De Paris a Berlim, Los Angeles ou Istambul, realizadores e atores que fugiram da Rússia, após a invasão da Ucrânia, tentam reconstruir lentamente o cinema independente no exílio.
"Talvez já não pise mais as passadeiras vermelhas, mas pelo menos sou livre!", diz à France-Presse (AFP) Maria Shalaeva, que fugiu "com os seus dois filhos e três malas", após ser detida numa manifestação contra a guerra em Moscovo.
A história desta atriz de 42 anos, que participava de várias rodagens na Rússia, incluindo um filme por si realizado, é parecida com a de muitos outros.
Primeiro, fugiu para Istambul. Depois, viajou para a Geórgia, onde tem amigos, e, em seguida, instalou-se em Paris para reconstruir a sua vida.
Na capital francesa, Maria Shalaeva faz cursos intensivos de francês, com a esperança de aprender bem o idioma e poder um dia voltar aos sets de rodagem, sem estar limitada a personagens russas.
Shalaeva recusa-se a falar dos seus problemas materiais, que "não são nada em comparação com o sofrimento dos ucranianos".
E sonha em realizar um documentário sobre o exílio, mantendo contacto com os seus amigos cineastas que fugiram para Israel e Geórgia.
Uma primeira etapa importante será a projeção de uma curta-metragem gravada em Moscovo antes da guerra, nos Encontros de Cinema Russo de Paris, que apresenta, até terça-feira, realizadores refugiados.
"É a última onda de filmes independentes" rodados antes do exílio, explica o delegado-geral da mostra, Marc Ruscart, que garante ter "rompido o contacto" com as instituições russas, que antes apoiavam o festival.
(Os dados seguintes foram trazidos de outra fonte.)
PR #314, opened 2021-03-15
102 and 103 HW

YiJie-Zhu:


projects/HW102/src/main.c
```diff
@@ -0,0 +1,37 @@
...
+  Counters *storage = context;
+  storage->counter_b++;
+  LOG_DEBUG("%d\n", storage->counter_b);
+  soft_timer_start_millis(SECOND, increment_b, &storage, NULL);
+}
+
+int main() {
+  Counters counter = { 0 };
+  soft_timer_start_millis(HALF_SECOND, increment_a, &counter, NULL);
+  soft_timer_start_millis(SECOND, increment_b, &counter, NULL);
```
copperium, line 32: This is a nice solution, but the homework does say:
> Uses a **single soft timer** to increment `counter_a` every half a second...

projects/HW102/src/main.c
```diff
@@ -0,0 +1,37 @@
...
+  LOG_DEBUG("%d\n", storage->counter_a);
+  soft_timer_start_millis(HALF_SECOND, increment_a, &storage, NULL);
+}
+
+void increment_b(SoftTimerId timer_id, void *context) {
+  Counters *storage = context;
+  storage->counter_b++;
+  LOG_DEBUG("%d\n", storage->counter_b);
+  soft_timer_start_millis(SECOND, increment_b, &storage, NULL);
+}
```
copperium, line 27: These are private functions, so according to the [coding standards](https://uwmidsun.atlassian.net/wiki/spaces/ELEC/pages/9306218/Coding+Standards) they should be `static` and prefixed with `prv_`. The `static` marks the functions as local to the file; otherwise, if some other file declared an `increment_a` function, we might get linker errors.

projects/HW102/src/main.c
```diff
@@ -0,0 +1,37 @@
+#include <stdint.h>
+#include "interrupt.h"
+#include "log.h"
+#include "soft_timer.h"
+#include "wait.h"
+
+#define SECOND 1000
+#define HALF_SECOND 500
```
copperium, line 8: It's great that you factored these out into defines! Usually though we use names that don't just describe the constant itself but its purpose, so mentioning that it's a timeout or something would be better than just `SECOND`. The convention is also to add a suffix with the unit, so `_MS`.

projects/HW102/src/main.c
```diff
@@ -0,0 +1,37 @@
+#include <stdint.h>
+#include "interrupt.h"
```
copperium, line 2: Nitpick: the coding standards prescribe there should be a blank line between <standard> imports and "midsun-specific" imports.

projects/HW102/src/main.c
```diff
@@ -0,0 +1,37 @@
...
+}
+
+void increment_b(SoftTimerId timer_id, void *context) {
+  Counters *storage = context;
+  storage->counter_b++;
+  LOG_DEBUG("%d\n", storage->counter_b);
+  soft_timer_start_millis(SECOND, increment_b, &storage, NULL);
+}
+
+int main() {
```
copperium, line 29: You'll need to initialize interrupts and soft timers here. You can also test your FW102 with `make run PLATFORM=x86 PROJECT=HW102`.

projects/FW103/src/main.c
```diff
@@ -0,0 +1,52 @@
...
+                                 .state = GPIO_STATE_LOW,
+                                 .alt_function = GPIO_ALTFN_NONE,
+                                 .resistor = GPIO_RES_NONE };
+
+InterruptSettings interrupt_settings = {
+  .type = INTERRUPT_TYPE_INTERRUPT,
+  .priority = INTERRUPT_PRIORITY_NORMAL,
+};
+
+void interrupt_handler(const GpioAddress *address, void *context) {
```
copperium, line 27: Again this is a private function so it should be `static` and prefixed with `prv_`.

projects/FW103/src/main.c
```diff
@@ -0,0 +1,52 @@
...
+  AdcChannel *reading_channel = (AdcChannel *)context;
```
copperium, line 28: You don't actually need the cast here, void pointers don't need cast when assigned to other pointer types in C (unlike in C++).

projects/FW103/src/main.c
```diff
@@ -0,0 +1,52 @@
...
+  uint16_t data = 0;
+  adc_read_raw(*reading_channel, &data);
```
copperium, line 30: The homework does say:
> Create a project that reads an ADC **converted** reading...

So use `adc_read_converted` instead. The difference is that `adc_read_converted` gives you output in mV, whereas `adc_read_raw` gives you whatever raw junk came out of the ADC. You almost always want `adc_read_converted`.

projects/FW103/src/main.c
```diff
@@ -0,0 +1,52 @@
...
+
+GpioSettings button_settings = { .direction = GPIO_DIR_IN,
+                                 .state = GPIO_STATE_LOW,
+                                 .alt_function = GPIO_ALTFN_NONE,
+                                 .resistor = GPIO_RES_NONE };
+
+InterruptSettings interrupt_settings = {
+  .type = INTERRUPT_TYPE_INTERRUPT,
+  .priority = INTERRUPT_PRIORITY_NORMAL,
+};
```
copperium, line 25: These are static variables (file local), so according to the coding standards they should be `static` and prefixed with `s_`. However, I don't think any of these need to be global, so please declare them inside a function instead.

Global/static variables should generally be minimized for several reasons, one of which is that the microcontrollers we program on have only ~16KB of memory. Global variables take up some of that memory all the time, whereas local variables only take it up when the relevant function is running, so local variables are preferred.

projects/FW103/src/main.c
```diff
@@ -0,0 +1,52 @@
+#include <stdint.h>
+#include "adc.h"
```
copperium, line 2: Again strictly there should be a blank line between these two lines.

projects/FW103/src/main.c
```diff
@@ -0,0 +1,52 @@
...
+  AdcChannel reading_channel = NUM_ADC_CHANNELS;
+  adc_get_channel(reading_addr, &reading_channel);
+  adc_set_channel(reading_channel, true);
+  gpio_it_register_interrupt(&button_addr, &interrupt_settings, INTERRUPT_EDGE_FALLING,
+                             interrupt_handler, &reading_channel);
+  while (true) {
+  }
+
+  return 0;
+}
```
copperium, line 52: Please put a newline at the end of your files! (`make format` should add it automatically, but if it doesn't please add it nonetheless)

copperium (changes requested):
Nice job, a few things to fix up

projects/FW103/src/main.c
copperium: Looks like you missed this comment, probably because it was collapsed by default:
> Again this is a private function so it should be static and prefixed with prv_.

copperium (changes requested):
Looks good mostly, just one comment on something you missed from previously. If you look at the checks, CI is failing because of linting errors - do `make format` to format your code and `make lint` to check for lint errors, and if any come up fix them.

copperium:
Not sure what happened with git that it's showing all kinds of changes, but the actual homework LGTM. I'll close this since the homework is complete, slack me tomorrow for a task!

PR #315, opened 2021-03-18
Fix mpxe issues 18 03 21

mitchellostler:
Just a few quick fixes. 
The one thing to mention is that `make pylint` seems to be moving the modules back up to the top of the file in pm.py, which causes the circular include error. Not sure how to add this to list of ignores?


jessm (approved):
LGTM 👍 sorry my code is like this

PR #317, opened 2021-03-19
Soft 999 {faraz khoubsriat} fw 102

farazkh80:
Completed FW102 homework.

### DIFF
--- a/projects/timer_fw102/src/main.c
+++ b/projects/timer_fw102/src/main.c
@@ -1,0 +1,44 @@
+#include <stdbool.h>
+#include "gpio.h"
+#include "interrupt.h"
+#include "log.h"
+#include "soft_timer.h"
+#include "wait.h"
+
+typedef struct Counters {
+  uint8_t counter_a;
+  uint8_t counter_b;
+} Counters;
+
+void prv_timing_callback(SoftTimerId timer_id, void *context) {
+  Counters *counters = context;
+
+  counters->counter_a++;  // increments a
+
+  LOG_DEBUG("Counter A: %i\n", counters->counter_a);
+
+  if (counters->counter_a % 2 == 0) {  // increments b
+    counters->counter_b++;
+    LOG_DEBUG("Counter B: %i\n", counters->counter_b);
+  }
+
+  // starts timer again after callback function completes
+  soft_timer_start_millis(500, prv_timing_callback, counters, NULL);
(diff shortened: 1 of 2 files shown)


projects/timer_fw102/src/main.c
```diff
@@ -0,0 +1,46 @@
...
+#include "log.h"
+#include "soft_timer.h"
+#include "wait.h"
+
+typedef struct Counters {
+  uint8_t counter_a;
+  uint8_t counter_b;
+} Counters;
+
+void prv_timing_callback(SoftTimerId timer_id, void *context) {
```
copperium, line 13: This is a private function, so it should be `static` as per the [coding standards](https://uwmidsun.atlassian.net/wiki/spaces/ELEC/pages/9306218/Coding+Standards). `static` gives the function "internal linkage" (as opposed to regular "external linkage") which basically means that the function is local to the file only. Otherwise, if some other file defined a `prv_timing_callback` function, you might have issues.

projects/timer_fw102/src/main.c
```diff
@@ -0,0 +1,46 @@
...
+
+  LOG_DEBUG("Counter A: %i\n", counters->counter_a);
+
+  if (counters->counter_a % 2 == 0) {  // increments b
+    counters->counter_b++;
+    LOG_DEBUG("Counter B: %i\n", counters->counter_b);
+  }
+
+  // starts timer again
+  soft_timer_start_millis(500, prv_timing_callback, counters, NULL);
```
copperium, line 26: It's good practice to factor out the 500ms constant here and below into a #define'd constant so we're not repeating the constant and it's easier to change if necessary. Make sure to give it a good descriptive name and suffix it with the unit (like `_MS`) so we know what the unit is.

projects/timer_fw102/src/main.c
```diff
@@ -0,0 +1,46 @@
+#include <stdbool.h>
+#include "gpio.h"
```
copperium, line 2: Nitpick: the coding standards say there should be a blank line between <standard> includes and "midsun-specific" includes.

copperium (changes requested):
Nice job Faraz! Just a couple things to fix.

copperium:
Looks good! Feel free to move on to FW 103. Closing since homework is complete.

PR #318, opened 2021-03-20
[SOFT-447] Patch x86 CAN library to allow a message with a zero CAN ID

copperium:
On x86, the flow for receiving a CAN message is the following:
1. The RX thread (`prv_rx_thread` in can_hw.c) reads a CAN frame from the socket.
2. The RX thread calls a handler, which turns out to be `prv_rx_handler` in can.c.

A nível geral, "é complicado saber no que se transformará o cinema russo depois deste período de transição", analisa para a AFP o especialista Joël Chapron.
"Filmes do exterior"
Alguns filmes rodados antes da guerra estão a estrear em cinemas ocidentais, como "O Capitão Soviético" ("Captain Volkonogov Escaped"), que começará a ser exibido nas salas francesas esta quarta-feira.
O destino desta longa-metragem que critica o estalinismo resume bem a situação: foi rodado numa época na qual os cineastas independentes ainda podiam obter financiamento público para projetos que se distanciavam da linha oficial.
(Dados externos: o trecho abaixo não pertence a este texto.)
PR #320, opened 2021-03-24
completed FW103 HW

farazkh80:
Finished 103 HW, however, I was not sure about testing since there is no access to hardware. 

Also, not sure if the system was only supposed to register an interrupt or register and trigger an interrupt.


copperium:
Looks good to me! Technically you don't need the `gpio_it_trigger_interrupt` calls since those simulate an interrupt on the pin in software (usually used in unit tests), but they're alright for the homework since as you mentioned there's no real way to test it without hardware otherwise. Feel free to move on to FW 104 and/or ask me for a task.

PR #321, opened 2021-03-25
[Soft-345] startup conditions with unified pipes

mitchellostler:
Long time coming Mpxe init conditions PR:
Thanks to Jess's efforts in creating the unified pipes, and the design meeting we had, the init conditions and mpxe seem to both be working, and more stable. 

A store update object was created in project.py for easier passing between projects, very similar to the C-side.
The initial conditions are received via the poll thread. The main thread locks until a message of type MxCmd (newly created) is received with a command FINISH_INIT_COND. The init messages are stored as mx_update objects in a static array. When the driver calls store_register, it checks for a store with the same type and key, and if it exists it initializes with the conditions.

Foi apresentado em Veneza em 2021, mas hoje não teria "nenhuma hipótese" de ser produzido ou distribuído na Rússia, explica o seu produtor francês, Charles-Evrard Tchekhoff.
Os seus realizadores, Aleksey Chupov e Natalya Merkulova, que naquela altura disseram à AFP que esperavam "continuar sem ter problemas", exilaram-se em Baku, a capital do Azerbaijão, onde tentam abrir uma escola de cinema.
Para imaginar estes "filmes do exterior", que talvez sejam o futuro do cinema independente russo, alguns realizadores querem recriar a Rússia noutros países do Leste Europeu, ou filmar com a comunidade russa no exterior, explica Chapron.
Entre os grandes nomes que optaram pelo exílio estão o premiado em Cannes Andrey Zvyagintsev ("Leviatã", "Loveless - Sem Amor"), instalado em Paris, e o casal de jovens talentos Kira Kovalenko e Kantemir Balagov, em Los Angeles.
"A cultura russa sempre conseguiu sobreviver historicamente, [inclusive] fora da Rússia. É uma força muito poderosa", diz à AFP Kirill Serebrennikov ("Petrov's Flu", "Verão").
O cineasta e diretor de teatro, instalado em Berlim e convertido em símbolo dos artistas no exílio, admite que "não é um caso típico". Aos 53 anos, ele continua a realizar projetos e a apresentar as suas criações em toda a Europa.
Serebrennikov espera acabar até o fim deste ano a sua última longa-metragem, uma adaptação de Emmanuel Carrère. A rodagem de "Limonov" começou na Rússia e teve que continuar na Letónia.
Embora o cinema independente russo tenha sido vetado das instituições ocidentais nos primeiros meses da invasão da Ucrânia, a situação "acalmou", estima Chapron.
O Festival de "Cannes deu o tom", ao selecionar "Tchaikovsky's Wife", precisamente de Serebrennikov, no ano passado, no momento em que apoiar um cineasta russo não era bem-visto, analisa.